Reddy v. Bates [1983] I.R. 141 and Sinnott v. Quinnsworth [1984] I.L.R.M. 523 followed.

Conclusion
38. This Court finds that the decisions reached in this case would have to be taken by a similar body of doctors acting with ordinary care in this field and it is quite clear from the evidence in this case that the plaintiff's claim must fail. The court has carefully listened to all of the evidence and has considered the medical reports and it is quite clear in applying the William Dunne (an infant suing by his mother and next friend Catherine Dunne), plaintiff v. The National Maternity Hospital and Reginald Jackson [1985] No. 2015P test that the plaintiff has had excellent care with a multidisciplinary team and with various other concerned medical and physiotherapy interventions along the way in line with that legal test and that the care and decisions taken, were taken in his best interest and have produced the best possible outcome. The court therefore has no option but to dismiss this claim on the liability issue, applying the " Dunne " test and with due regard to the expert evidence adduced.

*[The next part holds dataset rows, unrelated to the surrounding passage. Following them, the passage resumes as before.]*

PR #145, opened 2021-01-25
Fix native input usage for uwp

chrisfromwork:
1. We move input handlers off the ui thread
2. We consume a newer NativeInput component in BabylonNative

We should not check in this review until the following is completed:

- [x] https://github.com/BabylonJS/BabylonNative/pull/583

we will also need to update the submodule commit to this BabylonNative pr commit once its completed.


Modules/@babylonjs/react-native/windows/BabylonReactNative/EngineView.cpp
```diff
@@ -2,17 +2,38 @@
...
-        _revokerData.PointerReleasedRevoker = PointerReleased(winrt::auto_revoke, { this, &EngineView::OnPointerReleased });
+
+        WorkItemHandler workItemHandler([weakThis{ this->get_weak() }](IAsyncAction const& /* action */)
+        {
+            if (auto trueThis = weakThis.get())
+            {
+                auto deviceTypes = static_cast<CoreInputDeviceTypes>(
+                    static_cast<uint32_t>(Windows::UI::Core::CoreInputDeviceTypes::Mouse) |
+                    static_cast<uint32_t>(Windows::UI::Core::CoreInputDeviceTypes::Touch) |
+                    static_cast<uint32_t>(Windows::UI::Core::CoreInputDeviceTypes::Pen));
```
ryantrem, line 25: The Babylon.js `DeviceSourceManager` distinguishes between these (at least touch and mouse - see https://github.com/BabylonJS/Babylon.js/blob/master/src/DeviceInput/InputDevices/deviceTypes.ts). `NativeInput` is currently hard coded to always raise events for `Touch` only (that's just as much as has been implemented). I think what would probably make more sense would be to restrict this code to handle `Touch` only, or do more plumbing in `NativeInput` to support additional device types. If you want to try doing the latter, let me know and I'm happy to discuss.

chrisfromwork: I am pretty sure if we only support touch none of this logic will work for x64 desktop scenarios with a mouse. whats the suggestion for pen? having it register as touch?

Modules/@babylonjs/react-native/windows/BabylonReactNative/EngineView.cpp
```diff
@@ -2,17 +2,38 @@
...
+
+                trueThis->_revokerData.PointerPressedRevoker = coreInput.PointerPressed(winrt::auto_revoke, { trueThis.get(), &EngineView::OnPointerPressed });
+                trueThis->_revokerData.PointerMovedRevoker = coreInput.PointerMoved(winrt::auto_revoke, { trueThis.get(), &EngineView::OnPointerMoved });
+                trueThis->_revokerData.PointerReleasedRevoker = coreInput.PointerReleased(winrt::auto_revoke, { trueThis.get(), &EngineView::OnPointerReleased });
+
+                coreInput.Dispatcher().ProcessEvents(Windows::UI::Core::CoreProcessEventsOption::ProcessUntilQuit);
+            }
+        });
+
+        _inputLoopWorker = ThreadPool::RunAsync(workItemHandler, WorkItemPriority::High, WorkItemOptions::TimeSliced);
```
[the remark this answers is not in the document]
chrisfromwork: This was a suggestion from @tymlipari they may have more context

Modules/@babylonjs/react-native/windows/BabylonReactNative/EngineView.cpp
chrisfromwork: FWIW, input does not work currently. This change fixes that bug. It sounds like updating NativeInput involves feature work compared to bug fixes.

Modules/@babylonjs/react-native/windows/BabylonReactNative/EngineView.cpp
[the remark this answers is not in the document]
tymlipari: I don't think we have to right now, but `CoreIndependentInputSource` supports this in general. If we ever want to move the Babylon rendering off-thread, we can similarly move the input sink with it.

tymlipari:
Does pointer capture work here? Meaning, if I press down within the window and then drag the cursor outside the window bounds without releasing, does Babylon continue to receive the input? For things like camera manipulation and such that'd be a necessary feature, and we might need a mechanism to mark the pointers as captured until we're done with them.

ryantrem:
> Does pointer capture work here? Meaning, if I press down within the window and then drag the cursor outside the window bounds without releasing, does Babylon continue to receive the input? For things like camera manipulation and such that'd be a necessary feature, and we might need a mechanism to mark the pointers as captured until we're done with them.

Do we know how it works in the browser, and should we match whatever that behavior is?

Apps/Playground/App.tsx
```diff
@@ -50,6 +50,15 @@ const EngineScreen: FunctionComponent<ViewProps> = (props: ViewProps) => {
               }
             }
           })
+        } else if (device.deviceType === DeviceType.Mouse) {
```
ryantrem, line 53: Based on https://github.com/BabylonJS/BabylonNative/pull/583#discussion_r564143476, what this code should do is check for a pre-existing mouse device and if it exists, register for `onInputChangedObservable` on that device. When we see the mouse move, just poll the state of the left mouse button and see if it is down and only if so do the object rotation. This is how the code would be written when running in the browser. (Also it would be good to factor out the actual `rootNode.rotate(...)` into a local const lambda that can be called in both the touch and mouse cases so it's not repeated).

Modules/@babylonjs/react-native/windows/BabylonReactNative/EngineView.cpp
ryantrem: Yes, no work had previously been done to support mouse in `NativeInput`, so there is "feature" level work needed to support it correctly.

Modules/@babylonjs/react-native/shared/BabylonNative.cpp
```diff
@@ -33,13 +34,13 @@ namespace Babylon
...
-                    m_resolveInitPromise = [&rt, resolve{ std::make_shared<jsi::Value>(rt, args[0]) }]()
-                    {
-                        resolve->asObject(rt).asFunction(rt).call(rt);
-                    };
-                    return {};
-                })
+                    resolve->asObject(rt).asFunction(rt).call(rt);
+                };
+                return {};
+            })
```
ryantrem, line 43: Revert? Seems like this got un-indented or something?

Modules/@babylonjs/react-native/windows/BabylonReactNative/EngineView.cpp
```diff
@@ -2,17 +2,47 @@
...
 using namespace winrt::Windows::UI::Xaml::Input;
 using namespace winrt::Windows::UI::Xaml::Media;
 using namespace winrt::Windows::UI::Xaml::Controls;
 
 namespace winrt::BabylonReactNative::implementation {
+    namespace {
+        constexpr uint32_t LEFT_MOUSE_BUTTON_ID = 0;
+        constexpr uint32_t MIDDLE_MOUSE_BUTTON_ID = 1;
+        constexpr uint32_t RIGHT_MOUSE_BUTTON_ID = 2;
+        constexpr uint32_t TOUCH_BUTTON_ID = 0;
```
ryantrem, line 20: These must match Babylon.js (which they do), and they must be the same on all platforms, so it seems like it would make more sense for these to be defined (and publicly exposed) in `NativeInput.h`. Otherwise we have to keep them in sync across platforms, right?

Apps/Playground/App.tsx
```diff
@@ -50,6 +50,15 @@ const EngineScreen: FunctionComponent<ViewProps> = (props: ViewProps) => {
...
+          const mouse: DeviceSource<DeviceType.Mouse> = deviceSourceManager.getDeviceSource(device.deviceType, device.deviceSlot)!;
+          mouse.onInputChangedObservable.add(mouseEvent => {
+            if (mouse.getInput(PointerInput.LeftClick) &&
+              mouseEvent.inputIndex === PointerInput.Horizontal &&
+              mouseEvent.currentState && mouseEvent.previousState) {
+              rootNode.rotate(Vector3.Down(), (mouseEvent.currentState - mouseEvent.previousState) * 0.005);
+            }
+          });
```
ryantrem, line 61: This is the code I would expect to work correctly (barring any typos):
```ts
      const deviceSourceManager = new DeviceSourceManager();

      const handlePointerInput = (pointer: DeviceSource<DeviceType.Mouse | DeviceType.Touch>) => {
        pointer.onInputChangedObservable.add(pointerEvent => {
          if (pointerEvent.inputIndex === PointerInput.Horizontal) {
            if (pointerEvent.currentState && pointerEvent.previousState) {
              rootNode.rotate(Vector3.Down(), (pointerEvent.currentState - pointerEvent.previousState) * 0.005);
            }
          }
        });
      };

      deviceSourceManager.onDeviceConnectedObservable.add(device => {
        if (device.deviceType === DeviceType.Touch) {
          const touch: DeviceSource<DeviceType.Touch> = deviceSourceManager.getDeviceSource(device.deviceType, device.deviceSlot)!;
          handlePointerInput(touch);
        }
      });

      const mouse = deviceSourceManager.getDeviceSource(DeviceType.Mouse);
      if (mouse) {
        handlePointerInput(mouse);
      }
```

Modules/@babylonjs/react-native/windows/BabylonReactNative/EngineView.cpp
chrisfromwork: EngineView doesn't directly reference NativeInput.h currently, so we may need a way to expose these values through BabylonNative.h. Regardless, it sounds good to have these values defined in NativeInput.h somehow

chrisfromwork: i'll take another look at how to propagate this

Apps/Playground/App.tsx
chrisfromwork: We will need some sort of hybrid solution here. I still see device connected events fired after this subscription has happened. This provided logic also doesn't assess pointer down states for mouse.

Modules/@babylonjs/react-native/windows/BabylonReactNative/EngineView.cpp
chrisfromwork: this should now be fixed

Modules/@babylonjs/react-native/shared/BabylonNative.cpp
chrisfromwork: this should now be fixed

Apps/Playground/App.tsx
chrisfromwork: I think we need consensus on which of the following is the correct event behavior. Currently in the BabylonNative pr we do the first:

1. DeviceSourceManager is constructed, mouse is added
1. Something subscribes to device source manager's on connected event
1. DeviceSourceManager fires device connected callback for the mouse specifically for the new subscriber

vs. 

1. DeviceSourceManager is constructed, mouse is added
1. Something subscribes to the device source manager's on connected event
1. DeviceSourceManager does not fire device connected callback for the previously connected mouse. Subscriber should look at existing input devices via the device source manager to know the state of things before subscribing

the existing code will work with the first event callback behavior. I believe the code you have provided here is intended to support the second implementation choice.

Apps/Playground/App.tsx
```diff
@@ -50,6 +50,15 @@ const EngineScreen: FunctionComponent<ViewProps> = (props: ViewProps) => {
               }
             }
```
ryantrem, line 51: Will you just factor out this part to a local const lambda?
```ts
const handlePointerInput = (inputIndex: PointerInput, previousState: Nullable<number>, currentState: Nullable<number>) => {
  if (inputIndex === PointerInput.Horizontal &&
      currentState && previousState) {
        rootNode.rotate(Vector3.Down(), (currentState - previousState) * 0.005);
      };
};
```

Apps/Playground/App.tsx
ryantrem: Ok I didn't realize that `DeviceSourceManager` automatically invoked new callbacks of `onDeviceConnectedObservable` for existing devices. Given this, I think just the small refactor I mentioned above is good.

Modules/@babylonjs/react-native/android/src/main/cpp/BabylonNativeInterop.cpp
```diff
@@ -79,10 +79,10 @@ extern "C" JNIEXPORT void JNICALL Java_com_babylonreactnative_BabylonNativeInter
 
 extern "C" JNIEXPORT void JNICALL Java_com_babylonreactnative_BabylonNativeInterop_00024BabylonNative_setPointerButtonState(JNIEnv* env, jclass obj, jint pointerId, jint buttonId, jboolean isDown, jint x, jint y)
```
ryantrem, line 80: `buttonId` is no longer used, will you remove this?

Modules/@babylonjs/react-native/ios/BabylonNativeInterop.mm
```diff
@@ -79,21 +79,21 @@ + (void)reportTouchEvent:(MTKView*)mtkView touches:(NSSet<UITouch*>*)touches eve
                     } else {
                         [activeTouches replaceObjectAtIndex:pointerId withObject:touch];
                     }
-                    Babylon::SetPointerButtonState(static_cast<uint32_t>(pointerId), 0, true, x, y);
+                    Babylon::SetTouchButtonState(static_cast<uint32_t>(pointerId), 0, true, x, y);
```
ryantrem, line 82: Presumably this is what is causing your build failure:
```suggestion
                    Babylon::SetTouchButtonState(static_cast<uint32_t>(pointerId), true, x, y);
```

Modules/@babylonjs/react-native/ios/BabylonNativeInterop.mm
```diff
@@ -79,21 +79,21 @@ + (void)reportTouchEvent:(MTKView*)mtkView touches:(NSSet<UITouch*>*)touches eve
...
+                    Babylon::SetTouchPosition(static_cast<uint32_t>(pointerId), x, y);
                     break;
                 }
 
                 case UITouchPhaseEnded:
                 case UITouchPhaseCancelled: {
                     NSUInteger pointerId = [activeTouches indexOfObject:touch];
                     [activeTouches replaceObjectAtIndex:pointerId withObject:[NSNull null]];
-                    Babylon::SetPointerButtonState(static_cast<uint32_t>(pointerId), 0, false, x, y);
+                    Babylon::SetTouchButtonState(static_cast<uint32_t>(pointerId), 0, false, x, y);
```
ryantrem, line 96:
```suggestion
                    Babylon::SetTouchButtonState(static_cast<uint32_t>(pointerId), false, x, y);
```

Modules/@babylonjs/react-native/shared/BabylonNative.h
```diff
@@ -10,6 +10,12 @@ namespace Babylon
...
-    void SetPointerButtonState(uint32_t pointerId, uint32_t buttonId, bool isDown, uint32_t x, uint32_t y);
-    void SetPointerPosition(uint32_t pointerId, uint32_t x, uint32_t y);
+    void SetMouseButtonState(uint32_t buttonId, bool isDown, uint32_t x, uint32_t y);
+    void SetMousePosition(uint32_t x, uint32_t y);
+    void SetTouchButtonState(uint32_t pointerId, bool isDown, uint32_t x, uint32_t y);
+    void SetTouchPosition(uint32_t pointerId, uint32_t x, uint32_t y);
+
+    extern const uint32_t LEFT_MOUSE_BUTTON_ID;
+    extern const uint32_t MIDDLE_MOUSE_BUTTON_ID;
+    extern const uint32_t RIGHT_MOUSE_BUTTON_ID;
```
ryantrem, line 20: Just make these `constexpr`?

chrisfromwork: if we want these values to map to the values in NativeInput.h they need to be defined in a cpp file. Otherwise we have to reference the NativeInput header forcing all BabylonNative.h consumers to start having to reference NativeInput include folders.

if we just want to re-hardcode these values here we could use a constexpr, but that doesn't ensure we don't get out of sync with native input definitions

Apps/Playground/App.tsx
chrisfromwork: sounds good

Apps/Playground/App.tsx
chrisfromwork: this should now be fixed in the component. i'll follow the suggested refactor as well.

Modules/@babylonjs/react-native/shared/BabylonNative.h
ryantrem: Ah right, I think you said that elsewhere and I don't think it quite connected. I understand now and I think what you have makes sense.

Apps/Playground/App.tsx
chrisfromwork: sounds good

Modules/@babylonjs/react-native/android/src/main/cpp/BabylonNativeInterop.cpp
chrisfromwork: yes

ryantrem (approved):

39. This Court notes that the decision reached by Professor McCormack and his multi-disciplinary team would have been taken by a similar body of doctors acting with ordinary care in this field as it is quite clear from the evidence. It is quite clear that the plaintiff has had top class care with a multi-disciplinary team and with various other concerned medical and physiotherapy interventions over the years. This Court accepts the evidence in full adduced on behalf of the defendant. This Court finds that the care and decisions taken were taken in his best interests and have produced the best possible outcome for the plaintiff and that he has had a successful outcome to what was in fact pioneering surgery, the first of its kind in this country, carried out by Professor Damien McCormack and Mr. Mulhall on this patient and the court notes that this particular operation has been the subject of considerable medical literature. This Court notes that the plaintiff's case is misconstrued. The medical reasoning in relation to not carrying out x-rays which is complained of as a failure, is very clear and cogent, and the court holds that best practice has been applied in this case in that regard. It is more than clear that, had an earlier operation being carried out, the plaintiff would not have been able to enjoy the benefit of the operation which has left him able to transfer, as opposed to being completely non-ambulatory. It is equally clear that there was continuous monitoring by the multi-disciplinary team of the plaintiff and that the plaintiff's parents and the plaintiff enjoyed appropriate consultation and explanation, in line with best medical practice. In accordance with the legal test and in particular referring to the evidence of the expert witness the terms of the test have been well fulfilled in this case and the court dismisses the plaintiff's claim.